The study hypothesis was tested using nested models of multiple linear regressions. The main idea of nested models is to verify the effect of the inclusion of one or more predictors in the model variance explanation (i.e., the \(\text{R}^{2}\)) (Allen, 1997). This can be made by creating a restricted model and then comparing it with a full model. Hence, the hypothesis can be schematized as follows.

\[ \begin{cases} \text{H}_{0}: \Delta \ \text{Adjusted} \ \text{R}^{2} \leq \text{MES} \quad \text{or} \quad \text{F-test is not significant} \\ \text{H}_{a}: \Delta \ \text{Adjusted} \ \text{R}^{2} > \text{MES} \quad \text{and} \quad \text{F-test is significant} \end{cases} \]

In order to test a possible latitude association in predicting the chronotype, the full model was the restricted model with the addition of the latitude variable.
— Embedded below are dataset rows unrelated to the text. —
PR #156, opened 2021-09-28
HRT-113: feature/login flow

tcmorris:
Rework the login flow...

**Create verify code**
- enter details and start new application
- create a code linked to application
- send email via API

**Confirm verify code**
- enter code and call API
- get access token with claim on application id
- stored in a cookie

**App init**
- load JWT from cookie and decode with secret
- load application with matching id into store

**Sign out**
- clear store
- clear cookie
- causes redirect back to home


lib/store/application.ts
```diff
@@ -7,12 +7,25 @@ import {
...
 import mainApplicant from './mainApplicant';
 import otherMembers from './otherMembers';
 import { NotifyRequest, NotifyResponse } from '../../domain/govukNotify';
 
+export const importApplication = createAsyncThunk(
+  'applicant/import',
+  async (application: Application) => {
+    return application as Application;
+  }
+);
```
angry-dan, line 27: This doesn't seem quite right. A thunk would usually perform some kind of async action. This function appears to just return what it's given.

lib/store/application.ts
```diff
@@ -32,6 +45,35 @@ export const createApplication = createAsyncThunk(
   }
 );
 
+export const createVerifyCode = createAsyncThunk(
```
angry-dan, line 48: I might not yet understand this properly - but I imagine the verification code logic should live in a separate store. This file is really meant to hold all of the logic around the application itself.

lib/store/application.ts
```diff
@@ -32,6 +45,35 @@ export const createApplication = createAsyncThunk(
...
+  'auth/create',
+  async (application: Application) => {
+    const request: CreateAuthRequest = {
+      email: application.mainApplicant?.contactInformation?.emailAddress ?? '',
```
angry-dan, line 52: So the `?`s here are a bit of a code smell. I made that MainApplicant type to help with this. The MainApplicant type has assurances over the email address being present I think. Although actually there's a good chance you want a string argument here for the email address rather than needing the whole application passed in.

angry-dan: Also I'd recommend trying to be consistent in those naming conventions and maybe stick to `emailAddress` everywhere?

lib/utils/users.ts
```diff
@@ -0,0 +1,32 @@
...
+    if (err instanceof jsonwebtoken.JsonWebTokenError) {
+      return;
+    }
+
+    throw err;
+  }
+}
+
+export const signOut = (): void => {
+  // TODO: clear cookie
```
angry-dan, line 30: don't forget to actually todo this.

pages/apply/verify.tsx
```diff
@@ -30,16 +32,19 @@ const ApplicationVerifyPage = (): JSX.Element => {
 
   const confirmSignUp = async (values: FormData) => {
     try {
-      await Auth.confirmSignUp(emailAddress, values.code);
+      //await Auth.confirmSignUp(emailAddress, values.code);
```
angry-dan, line 35: We should probably tidy up any references to AWS Cognito, deleting code like this and any unused functions.

lib/utils/users.ts
```diff
@@ -0,0 +1,32 @@
+import cookie from 'cookie';
+import jsonwebtoken from 'jsonwebtoken';
+import { HackneyResident } from '../../domain/HackneyResident';
+
```
angry-dan, line 4: I feel like we need a clearer separation than this `utils` structure is allowing.
The `getUser` function appears to only execute server side - it's called from the getServerSideProps function and it won't work in the browser.
On the other hand - `signOut` is running in the browser. I think the problem is that these functions both have to be executed in their respective environments - `getUser` accesses an env var and `signOut` uses the browser's `window` object.

angry-dan: Also - and maybe the build processes have improved these days - but in the past this kind of thing would cause all the `imports` to appear in the client side build and make your JS files big.

pages/api/auth/[id]/generate.tsx
```diff
@@ -0,0 +1,31 @@
+import { StatusCodes } from 'http-status-codes';
+import type { NextApiHandler, NextApiRequest, NextApiResponse } from 'next';
+import { createVerifyCode } from '../../../../lib/gateways/applications-api';
+
```
Comment (angry-dan) [inline pages/api/auth/[id]/generate.tsx:4]: This file name feels a touch inconsistent - since it's executing an API endpoint called `createVerifyCode`

pages/api/auth/[id]/verify.tsx
```diff
@@ -0,0 +1,48 @@
+import { StatusCodes } from 'http-status-codes';
+import type { NextApiHandler, NextApiRequest, NextApiResponse } from 'next';
+import { confirmVerifyCode } from '../../../../lib/gateways/applications-api';
+import cookie from 'cookie';
+
```
Comment (angry-dan) [inline pages/api/auth/[id]/verify.tsx:5]: This file name is also a bit non-obvious. Maybe go long and call it `confirmVerifyCode` or `confirm-verify-code`.

pages/api/auth/[id]/verify.tsx
```diff
@@ -0,0 +1,48 @@
...
+              maxAge: (7 * 24 * 60 * 60),
+              domain: '.hackney.gov.uk',
+              path: '/',
+            }
+          );
+
+          res.setHeader('Set-Cookie', jwtCookie);
+        }
+
+        res.status(StatusCodes.OK).json(data);
```
Comment (angry-dan) [inline pages/api/auth/[id]/verify.tsx:32]: You're returning all of data here - is that intentional? Are there any secrets or things that shouldn't be sent to the browser? Also thinking ahead in case the JWT library made an API change in the future.

pages/apply/start.tsx
```diff
@@ -64,7 +68,11 @@ const ApplicationStartPage = (): JSX.Element => {
         })
       );
 
-      dispatch(createApplication(store.getState().application));
+      dispatch(createApplication(store.getState().application)).then(
+        (action: any) => {
```
angry-dan, line 72: The any here feels unnecessary.

pages/apply/overview.tsx
```diff
@@ -10,22 +10,38 @@ import SummaryList, {
...
+
+const ApplicationPersonsOverview = ({data}: PageProps): JSX.Element => {
   const router = useRouter();
   const dispatch = useAppDispatch();
 
+  useEffect(() => {
+    dispatch(
+      importApplication(data)
+    );
+  }, []);
```
angry-dan, line 43: So I see the approach that you're going for here - preload the application with the page load and then put it straight into the store at the first render.

Redux does actually let you pre-fill the store when you create it, it's just that we're initing the store in the App rather than on each page. This data that you're loading has wider context than just this page though - so perhaps you need a getServerSideProps for the app and then you can take care of the whole thing there.

tcmorris: Ok thanks, have switched the code to load the application in the app init similar to how it worked before.

lib/store/application.ts
tcmorris: Have moved.

lib/utils/users.ts
tcmorris: Yep understood, have updated the functions to all be server side.

PR #158, opened 2021-09-29
Feature/hrt 203 medical form

tony-gledhill:
Link medical form to application. A text input allowing me to paste in the Google Form URL so that I can link it to the application, and a date input to confirm when the form was received.

An update to the API project is also needed for this to be completed

### DIFF
--- a/components/applications/admin-form.tsx
+++ b/components/applications/admin-form.tsx
@@ -34,10 +34,12 @@ export default function AdminForm({
 
   const schema = buildValidationSchema(step.fields);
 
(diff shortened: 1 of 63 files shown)


tcmorris (commented):
Every input field should have a label for accessibility, not sure why we've added `displayLabel`?

tony-gledhill:
I re-used the same form controls ion the front end as the admin site. Everything was fine, but the labels were appearing in the wrong place.

tcmorris (approved):

PR #163, opened 2021-09-29
First pass at a CSV export tool.

angry-dan:
A few things concerning me about this approach.
- We need a system that can scale up to at least 10k rows to be sustainable. AWS API gateway is going to enforce a 30s timeout on requests and currently I'm storing the entire CSV output in memory. In other words, we're pushing our luck - soon enough we'll either hit a timeout or memory issue...
- ... and rightly so. This sort of thing should be handled in a batch. At the very least it should be a queued job that get's notified on completion. The user shouldn't be connected to the process that's building the file. Once it's done it should get stored on S3 for a while.
- we're currently pulling data in chunks of 20 pages. And we're pulling way more data than we need. We'll need bigger pages of less data.
- There are a lot of unused or not understood columns, including some extra data points we need to be capturing.
A few things concerning me in general:
- package lock appears to be out of date
- tsc isn't passing at the moment, a few test files are out of date


lib/utils/auth.ts
```diff
@@ -49,3 +51,16 @@ export const getRedirect = (
     return '/access-denied';
   }
 };
+
+export function getAuth(
```
tcmorris, line 55: This looks similar to code above, might need a refactor with other admin pages.

pages/api/applications/generate-report.tsx
```diff
@@ -0,0 +1,174 @@
...
+Address3                          MainApplicant
+Address4                          MainApplicant
+Address5                          MainApplicant
+Postcode                          MainApplicant
+HomeTelephone                     MainApplicant
+WorkTelephone                     [we're not collecting]
+Email                             ''
+NINumber                          MainApplicant
+Sex                               "M" or "F"
+RegistrationDate                  ? Date application made or approved?
```
tcmorris, line 116: I think this is the submission date currently.

pages/api/applications/generate-report.tsx
```diff
@@ -0,0 +1,174 @@
...
+EffectiveDate                     ? Effective Band Date.
```
tcmorris, line 117: This will be the 'application date', which can be edited by an officer and could be backdated.

pages/api/applications/generate-report.tsx
```diff
@@ -0,0 +1,174 @@
...
+ApplicantType                     ? Could this be band? Sample data included URG and RES as values. Urgent?
+MinimumBedSize                    Calculated bedroom count minus one min zero.
+MaximumBedSize                    Calculated bedroom count
+DateOfBirth                       MainApplicant
+OlderPersonsAssessement           ''
+MobilityAssessment                ''
+AdditionalBandingInfo             ''
+MedicalRequirements               ?
+Offered                           ? status = 4 then "Y" , 8 then "N"
+EthnicOrigin                      ? Encoded AOO and TCY
```
tcmorris, line 127: We ask the question for this, but don't have the mappings to the codes.

tcmorris:
Appreciate the comments and notes from above @angry-dan I think this is still valuable to add in as it is, so will merge. As you mention the API should return better data which is linked to reporting purposes. I don't think the intention is to export all of the data at once, so in reality this is likely to be a time period.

The restricted model had the local time of the sleep corrected midpoint between sleep onset and sleep end on work-free days (MSFsc) as the response variable, MCTQ proxy for the chronotype, with sex and age as predictors.

A residual analysis was made to ensure the validity of the models before the hypothesis test. The hypothesis was tested using a \(0.05\) (\(\alpha\)) significance level.
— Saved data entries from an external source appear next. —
PR #173, opened 2021-10-01
HRT-260 - Redirect users to the not-eligible page if disqualified

gdbarnes:
Also small copy and styling change on not eligible page

### DIFF
--- a/pages/apply/overview.tsx
+++ b/pages/apply/overview.tsx
@@ -1,3 +1,4 @@
+import { useMemo } from 'react';
 import { ButtonLink } from '../../components/button';
 import { HeadingOne } from '../../components/content/headings';
 import Paragraph from '../../components/content/paragraph';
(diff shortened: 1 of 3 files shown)


tcmorris (approved):
I think this is ok, note there will be a temp flash before the page redirects.

pages/apply/overview.tsx
```diff
@@ -34,6 +37,19 @@ const ApplicationPersonsOverview = (): JSX.Element => {
       .flat()
   );
 
+  const mainApplicant = useAppSelector(
+    (store) => store.application.mainApplicant
+  );
+
+  const [isEligible] = useMemo(
```
tcmorris, line 44: Check status of the application instead, requires updating the application via API on disqualification.

tcmorris (approved):

PR #176, opened 2021-10-01
Added admin permissions for sensitive applications

tony-gledhill:


pages/applications/view/[id]/index.tsx
```diff
@@ -59,94 +62,104 @@ export default function ApplicationPage({
   return (
     <UserContext.Provider value={{ user }}>
       <Layout pageName="View application">
-        {data.sensitiveData && (
+        {data.sensitiveData &&
+        !user.hasAdminPermissions &&
+        !user.hasManagerPermissions &&
+        !user.hasOfficerPermissions ? (
```
Comment (tcmorris) [inline pages/applications/view/[id]/index.tsx:68]: If they are an officer they might not be able to view the application, but we can check if they are assigned.
e.g. `(user.hasOfficerPermissions && data.assignedTo == user.email)`

tcmorris (approved):

PR #639, opened 2017-07-26
Luke/drawer on open ref

lukeschunk:
This adds two callback props to the Drawer, `onOpen` and `beforeClose` 

These are useful so users of the component can trigger UI changes at specific times in the drawer opening/closing lifecycle.


jtanner:
@lukeschunk what do you think potential use cases will be for `beforeClose`?

lukeschunk:
@jtanner for example if you wanted to close or edit another UI element. you can see the internal PR i put up which uses this.

PR #640, opened 2017-08-01
implemented _isEqual props check in Icon shouldComponentUpdate

lukeschunk:
This implements shouldComponentUpdate in the `<Icon />` component. This should fix performance bugs caused from the Icon re-rendering too many times. 

I tried to use [React.PureComponent](https://facebook.github.io/react/docs/react-api.html#react.purecomponent) but that wasn't working as it does a shallow comparison, and elementProps is an object.


cerinman:
:shipit:

PR #643, opened 2017-08-11
Adds the Updated Date Range Picker as the sole date range picker

lukeschunk:
This removes the two components `DateRangePicker` and `DateRangePickerTest` and instead just creates one using the updated design and code. 

All of the difs in `src/components/DateRangePicker.js` have actually already been reviewed, however because it's in the same file as the old file it looks like a massive diff...


paniclater:
:shipit:

cerinman:
:shipit:

PR #645, opened 2017-08-16
Sb/add moment config

sambev:
It would be nice to be able to set values module wide, like moment's default timezone for all components that use it.

This adds a config property to the module with a function that can do that.

It also adds a script for easier local testing.


sambev:
@jtanner I added docs for Config and the new function after your approval. Would you mind taking a look at them?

To favor the alternative hypothesis (\(\text{H}_{a}\)), not only the \(\text{R}^{2}\) of the full model must be significantly larger than the \(\text{R}^{2}\) of the restricted model, but the effect size must be at least considered small. To evaluate the effect size, Cohen’s \(f^{2}\) and his categorical parameters for size were used (Cohen, 1992). That means that, in order to favor (\(\text{H}_{a}\)), the effect size must be at least equal to or greater than \(0.0219\).

5.5.5 Data availability

Some restrictions apply to the availability of the main research data, which contain personal and sensitive information. As a result, this data cannot be publicly shared. Data are, however, available from the author upon reasonable request.

Unrestricted data can be access on the research compendium via The Open Science Framework at the following link: https://doi.org/10.17605/OSF.IO/YGKTS.

5.5.6 Code availability

All analyses are fully reproducible and were conducted using the R programming language alongside the Quarto publishing system. The renv package was used to ensure that the R environment used can be restored (see renv.lock).

The code repository is available on GitHub at https://github.com/danielvartan/mastersthesis), and the research compendium can be accessed via The Open Science Framework at the following link: https://doi.org/10.17605/OSF.IO/YGKTS

5.6 Acknowledgments

This study was financed in part by the Coordenação de Aperfeiçoamento de Pessoal de Nível Superior - Brasil (CAPES) - Finance Code 001, Grant number 88887.703720/2022-00.

5.7 Ethics declarations

The author declares that the study was carried out without any commercial or financial connections that could be seen as a possible competing interest.

5.8 Additional information

See the supplementary material for more information.

Correspondence can be sent to Daniel Vartanian ().

5.9 Rights and permissions

This article is released under the Creative Commons Attribution 4.0 International License, which permits use, sharing, adaptation, distribution, and reproduction in any medium or format, as long as be given appropriate credit to the original author and the source, provide a link to the Creative Commons license, and indicate if changes were made.